Our rule for dimensions is the same as our rule for text. We should never place dimensions in a drawing until we know our intended plot scale. Fortunately, dimension styles can also be annotative. So once I know my plot scale AutoCAD will set the size of my dimensions automatically. Let's take a look. On my screen I have a mechanical example and I would like to add some dimensions to this drawing. Before we get started, let me mention that I have already created a layout for this drawing, and if I look right down here, you can see that my part is being displayed at a SCALE 1:2 or Half Scale.
Now I have already verified my Viewport Scale so I know that's good. Let's return to Model space and we will create some dimensions. At this point I have not yet created a dimension style, so we will do that first. I will open up the Annotation Panel and then I will open the Dimension Style Manager. I will select New and then I will give my Dimension Style a name. I am going to call this Annotative Dimensions. I will be starting with the same settings as the standard style, and then I am going to put a check in the Annotative Box.
This will ensure that my new style is annotative. I will click Continue and then I can go through and adjust the settings for my new style. Here's the way it works. Anytime you have a size setting, you want to set this to the size you want your dimension to appear on the printed sheet, so all of these sizes are paper sizes. I am going to go to the Lines tab and I'd like to make a change to my Extension lines first. I will change the length of the Extension to .10 and I will press Enter.
This is the distance from the Arrowhead to the end of the Extension line by the way. Then I will go to the Symbols and Arrows tab and I'd like to make my Arrow size a little smaller. I will change this from .18 to .12. Next, I will go to the Text tab and .18 is rather large for a Text Height, so I am going to change this to .12. Since we are looking at text, you may wonder, if you are making an Annotative Dimension Style, do you have to use an Annotative Text Style with it? No, you don't.
It's perfectly fine to use a Non-Annotative Text Style. Let's do one more thing, I will set the Primary Units tab Current and I will change my Precision to 2 decimal spaces. Then I will click OK, and notice that my new style has an Annotative icon next to it. This means it will size itself to match my desired plot scale. I can see my new style is Current, so I will move down and click Close. Now I am going to come down to the Annotation Scale fly-out and I will set this to match my plot scale, my plot scale is 1:2.

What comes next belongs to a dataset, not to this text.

PR #4444, opened 2025-06-05
Install filecheck>=1.0.0 for python_version >= 3.10

pbchekin:


scripts/requirements-test.txt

And now that I have made that change, I am going to do a regen. I will type re and press Enter, and when I do, watch my line types. Notice the line types also can form the Annotation Scale. Let's pan this down and I am going to create a linear dimension. I'll dimension the distance from the endpoint here to the endpoint here and I will pull this up. I will then press the Spacebar to create another dimension. I will create it from the endpoint here to the endpoint here and I will pull this one out.
Now I am not going to dimension everything, I am going to create a few dimensions as an example. Let's make one more. I will dimension the distance from the endpoint here to the endpoint here. Now let's try a scientific experiment, I am going to open up the Annotation Scale and I will change this to 1:4, will this affect my existing dimensions? No, it will only affect any new annotative objects that I create. For instance, I am going to create a radial dimension, I'll select this circle and I'll pull it out to there.
Notice the size difference. In the event my part was being plotted at quarter scale, this would be an appropriately sized dimension. Now I don't need this, so I am going to erase it. I will then set the Annotation Scale back to 1:2, and I will create an appropriately sized radial dimension for this drawing. Alright, this looks pretty good. Let's return to the Layout and take a look. As you can see my dimensions are legible and they are appropriately sized for this Viewport.
From this point on it would be a good idea to make all of your dimension styles annotated. This way you can ensure that your dimensions are consistently sized regardless of the scale of your plot.